The Expert Guide to Institute for Special Children

The Expert Guide to Institute for Special Children

“I am so excited to share my years of experience with you about the Institute for Special Children! I have been working in this field for over 10 years and worked closely with many families that were struggling. This blog post is an attempt to help parents who are looking into the ISI for their children, but don’t know where to start.”

What is the Institute for Special Children?

The ISI is a non-profit organization that provides a full spectrum of services to families who have children with special needs. The goal of the institute is not to create a dependency on its services, but rather to help parents learn how to use their resources and strengths effectively so they can provide care for their children at home.

The ISI is very adamant about helping children with special needs remain in their homes where they are loved, nurtured, and protected. Home is the best place for all kids! The services provided by the institute can’t be found anywhere else.

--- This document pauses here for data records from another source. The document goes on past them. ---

Issue #642, opened 2021-10-08
ControlBarButton button focus issue


kishan-tocca:
### What happened and what did you expect to happen?

I used this element for controllbar view , while clicking any button the focus was on that button and its getting fired by keyboard keys (Enter and Spacebar)
I expect to event don't get fired on keyboard keys

### Have you reviewed our existing documentation?

- [X] Amazon Chime SDK for JavaScript GitHub [issues](https://github.com/aws/amazon-chime-sdk-js/issues)
- [X] Amazon Chime SDK React Components Library GitHub [issues](https://github.com/aws/amazon-chime-sdk-component-library-react/issues)
- [X] Storybook [documentation](https://aws.github.io/amazon-chime-sdk-component-library-react/?path=/story/introduction--page)
- [X] README [page](https://github.com/aws/amazon-chime-sdk-component-library-react#readme)
- [X] How-to [documentation](https://aws.github.io/amazon-chime-sdk-component-library-react/?path=/story/how-tos--page)
- [X] React SDK meeting [demo](https://github.com/aws/amazon-chime-sdk-component-library-react/tree/master/demo/meeting#readme---react-meeting-demo)

### Reproduction steps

New Changes to Subsidized Childcare

What does ISI do?

1 . Diagnostics – The institute conducts diagnostic evaluations of children from all around the world. The institute believes that every child deserves a thorough assessment as early as possible so they can receive appropriate care and intervention as soon as possible.

2 . Biomedical – ISI follows the Defeat Autism Now! (DAN!) protocol states that biomedical treatments are important to help reduce inflammation and improve gut health, detoxification, and vitamin and mineral status. The ISI provides its patients with supplements, vitamins, minerals, diet recommendations including the gluten-free casein-free (gfcf) diet, vitamin B6 shots to reduce stims, chelation if necessary.

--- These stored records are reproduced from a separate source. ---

PR #548, opened 2019-07-03
Fix property naming not adjusted

Pictor13:
Thank you for the quick fix @deathaxe .
There was an error in the console with a variable not defined, since some code was still referencing the property named as public (`template`) rather than private (`_template`).

This should fix it.
If I missed anything else to adjust, let me know in the comments.

### DIFF
--- a/modules/statusbar.py
+++ b/modules/statusbar.py
@@ -117,8 +117,8 @@ class GitGutterStatusBar(object):
     def is_enabled(self):
         """Return whether status bar text is enabled in settings or not."""
         enabled = self.settings.get('show_status_bar_text', False)
-        if self.template and not enabled:
-            self.template = None
+        if self._template and not enabled:
+            self._template = None
             self.vars['repo'] = None
             self.erase()
         return enabled
@@ -136,7 +136,7 @@ class GitGutterStatusBar(object):
                 False - if no variable is used by the template.
         """
         try:
-            return any(var in self.template.variables for var in variables)
+            return any(var in self._template.variables for var in variables)
         except:
             return False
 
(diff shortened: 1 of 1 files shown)


modules/statusbar.py
```diff
@@ -117,8 +117,8 @@ def template(self):
     def is_enabled(self):
         """Return whether status bar text is enabled in settings or not."""
         enabled = self.settings.get('show_status_bar_text', False)
-        if self.template and not enabled:
-            self.template = None
+        if self._template and not enabled:
+            self._template = None
```
deathaxe: Good point

modules/statusbar.py
```diff
@@ -136,7 +136,7 @@ def has(self, variables):
                 False - if no variable is used by the template.
         """
         try:
-            return any(var in self.template.variables for var in variables)
+            return any(var in self._template.variables for var in variables)
```
deathaxe: We need to keep the `self.template` here in order to create the template lazily on demand.

modules/statusbar.py
```diff
@@ -162,4 +162,4 @@ def update(self, **kwargs):
 
         if want_update:
             self.view.set_status(
-                '00_git_gutter', self.template.render(**self.vars))
+                '00_git_gutter', self._template.render(**self.vars))
```
deathaxe: Same here: We need to keep the `self.template` here in order to create the template lazily on demand.

deathaxe:
Fixed the commented lines, squashed and merged commits.

Pictor13:
Great!
Will the plugin update itself via Package Control or should I do a manual update?

Btw, sorry for the incorrect fix; I didn't pay enough attention and renamed quickly (and blindly 🙈).
Rushed; almost no confidence with Python; plus disattention... 💥🙄

deathaxe:
This is what pull requests are - let have another two eyes a look onto a change.

As you confirm it to work I can cut a release for Package Control users.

3 . Speech Therapy – The institute’s therapists use techniques that are hands-on and provide parents with the skills they need to work with their children. It is very important to learn how to help your child make sounds and speak words in a way that helps the child clearly formulate the word they are trying to say.

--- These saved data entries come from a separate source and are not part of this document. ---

PR #565, opened 2021-06-22
typo

aiqc:
changed "an" to "a"


deathaxe:
Thanks! Tweaked the fix a bit.

Issue #563, opened 2021-05-31
ST4 - config "show_line_annotation" not working


jocke76:
Hi

After upgrade to Sublime Text 4 (4107) GitGutter shows 'blame info' after each line, even though 'show_line_annotation' is false.
(Mac OS 10.14.6 Mojave)

deathaxe:
Maybe unhappy documented (see #553).

Did you really set `"show_line_annotation": false`?

The comment shows `"false"` with quotes so PackageDev can pick it up for completions. It's still meant to be entered as `false` though.

jocke76:
Hi deathaxe

Sorry for being unclear. 
This is my actual configuration:

<img width="511" alt="Screenshot 2021-06-01 at 07 38 16" src="https://user-images.githubusercontent.com/6542217/120271840-591a6e80-c2ac-11eb-8a42-903f84ee6820.png">


And below is an example from the code.
<img width="1765" alt="Screenshot 2021-06-01 at 07 36 42" src="https://user-images.githubusercontent.com/6542217/120271746-253f4900-c2ac-11eb-8243-a92697401674.png">

jocke76:
Update!

Oh, now I understand what you meant =)
I changed it from "false" to false, and now it works!
Pre ST4 it has been working with "false" though, so I guess ST3 was more forgiving, or?

deathaxe:
> Pre ST4 it has been working with "false" though, so I guess ST3 was more forgiving, or?

No, this issue has been reported for ST3 last time. Nothing changed with regards to how ST parses settings. A `git_gutter_show_line_annotation` in Preferences.sublime-settings whould override the setting from GitGutter.sublime-settings.

Basically any setting can be placed into Preferences if prefixed with `git_gutter_`. This way project specific settings are powered.

I should probably add some code to support string format, too now that it is documented as such.

PR #570, opened 2022-11-19
Fixed incorrectly quoted boolean hints

brian6932:
:)


deathaxe:
They are quoted by intent in order for PackageDev to pick values up for completions.

see: #563

brian6932:
Ah ok, it was a bit confusing when I saw it

PR #992, opened 2016-07-07
Add quotes to response header in exportToExcel ACDM-1071 #resolve

luisfsantos:
As the filename is not formated it can contain commas. This filename is used to
create the response header as such it is now in double quotes as commas can generate issues.
Resolves #ACDM-1071


Luis-Cruz:
Merged manually.

PR #994, opened 2016-07-08
Allow configuration of admission documents ACDM-1068 #resolve

ricardorcr:


src/main/dml/fenixedu-academic.dml
```diff
@@ -4635,6 +4635,11 @@ public class log.StudentRegistrationTransferLog {
     protected String who;
 }
 
+
+class candidacy.FirstTimeDocumentsConfiguration {
+	JsonElement configurationProperties;
```
jcarvalho: Be careful here, as you should **NEVER** expose `JsonElement`s directly, as they are not immutable and **will** cause issues.

src/main/java/org/fenixedu/academic/domain/candidacy/FirstTimeDocumentsConfiguration.java
```diff
@@ -0,0 +1,71 @@
...
+
+    @Atomic(mode = TxMode.WRITE)
+    private static void initialize() {
+        if (Bennu.getInstance().getFirstTimeDocumentsConfiguration() == null) {
+            new FirstTimeDocumentsConfiguration();
+        }
+    }
+
+    public boolean isToExclude(String property) {
+        JsonElement jsonElement = getInstance().getConfigurationProperties().getAsJsonObject().get(property);
```
sergiofbsilva: this is an instance method, should not use getInstance() since it is inside it.

src/main/java/org/fenixedu/academic/domain/candidacy/FirstTimeDocumentsConfiguration.java
```diff
@@ -0,0 +1,71 @@
...
+        if (jsonElement != null) {
+            return Boolean.valueOf(jsonElement.getAsString());
```
sergiofbsilva: json supports boolean values, so this could be just `jsonElement.getAsBoolean()`

src/main/java/org/fenixedu/academic/domain/candidacy/FirstTimeDocumentsConfiguration.java
```diff
@@ -0,0 +1,71 @@
...
+        }
+        return false;
+    }
+
+    @Override
+    public JsonElement getConfigurationProperties() {
+        return getJsonElement(super.getConfigurationProperties());
+    }
+
+    public JsonElement getJsonElement(JsonElement jsonElement) {
```
sergiofbsilva: this method should be private

src/main/dml/fenixedu-academic.dml
sergiofbsilva: The getter is overridden, however you should make this slot protected.

PR #1005, opened 2016-08-10
Make gratuity debts transferable to external entities ACDM-1108 #resolve

gil-l:
Allow consultation and liquidation of the new external entities' debts
Allow the creation, configuration and deletion of transfered debts' posting rules
Fix missing messages in some DomainExceptions in accounting

Debt transfer requires the external entity to be a member of a list of authorized
scholarship granting entities and a PDF document as proof of the entities acceptance
of the student's debt.
The new external entity's debt can be consulted and liquidated via the beneficiary
student's payment management area.
Entities may be added to the scholarship authorized list in the administrator tab.


Luis-Cruz:
After speaking with Gil, my second observation regarding the selection of 3rd party NIFs, can be accomplished by setting an already existing relation with a set of Parties.

PR #1017, opened 2016-09-15
Add the ability to fill the Identification Card's check digit ACDM-1055 #resolves

fernandojps:


fernandojps:
I made some changes to use the existing domain. Also, I edited the schema used in the person details editor, to add the check digit field. Should I edit the interface jsp instead?

fernandojps:
I've reused the Bean, but added a new schema.
When an update happens from ExtraDigit to SeriesNumber the SeriesNumber will be shown, even though both are stored in the database.

fernandojps:
It is now applied to all interfaces that use the schema student.documentId-edit.
The  interfaces in view mode will have the new field hidden, and the interfaces in edit mode will have the new field disabled if the type is not "IDENTITY_CARD".

sergiofbsilva:
This PR should also fix all the other interfaces that view/edit personal details, including manage accounts in account management.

4 . Occupational Therapy – The ISI specializes in sensory processing disorders which can manifest as difficulty with fine-motor skills, handwriting, crossing midline, and sensory seeking behaviors. The occupational therapists at the ISI help children learn how to self-regulate their behavior and stay calm with a turn-taking technique called “stop, look, listen.”

5 . Physical Therapy – A physical therapist from the institute is available once a month for parents who may need guidance on stretching exercises or using equipment such as a standing frame or using an AFO.

6 . Vision Therapy – The institute provides vision therapy. Many children who have autistic spectrum disorder (ASD) may also be diagnosed with ocular-motor dysfunctions which can contribute to difficulties with double vision (diplopia), crossing midline, and long/short-sightedness.

7 . Social Skills Group – The institute runs a social skills group once a month where children learn how to make friends and improve their communication skills.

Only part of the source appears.